The Space Apps lead organizer in the Philippines, Michael Lance M. Domagas, appeals support for these Filipino winners. “How many times should these Filipino innovators and achievers need to win before being recognized and appreciated by our own country? To be recognized by not just one, but five space agencies is something has not yet been achieved by Filipinos, how much more of a multitude of countries and nations supporting the sustainable development goals of the United Nations?”

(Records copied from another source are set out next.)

Issue #83, opened 2024-11-21
SRT codec error RELAY server


sanlega:
Hi, I was creating my own SRT relay server in aws and I run into a "problem". I think the problem has to be with the codecs or format of the video. Trying the same resolution/fps on other apps aws receives and relays the signal no problem, but, in moblin, i get a lot of droped packets or something, the image looks gray and only updates some of the areas/time. I'm not really sure if that's the problem or im doing something wrong but I believe it has something to do.

eerimoq:
passphrases have never been tested

mikeful:
What is your SRT latency? Going over public internet using 4G/5G requires at least 1 second and preferably 2.

PR #391, opened 2026-07-01
Add SRT encryption support

### LINKED ISSUE #60: Cloudflare Stream SRT
Hey! Will write up a proper report tomorrow but wanted to quickly note that SRT ingest URLs provided by Cloudflare Stream result in a connect-disconnect loop ad infinitum.

grimfoss:
When SRTLA is disabled (standard SRT), bypass the SRTLA middleware and connect SRT directly to the server over UDP. Fixes streaming to Cloudflare Stream and similar SRT endpoints.

Fixes #60 

Built and verified working on my iPhone 16 Pro Max

### DIFF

He added that “The dengue epidemic and the COVID-19 is a real threat to the Philippine society right now, endangering health, well-being, livelihood, and most especially businesses and the national economy. If we could only learn how to give value to science, technology, mathematics, and engineering (STEM), the possibilities are endless. Our Filipino winners of Space Apps and GEO SDG Awards have taught us on how these space technologies greatly help in addressing epidemics and economic impact of COVID-19, its time to give them recognition and respect because they are Filipinos like us.”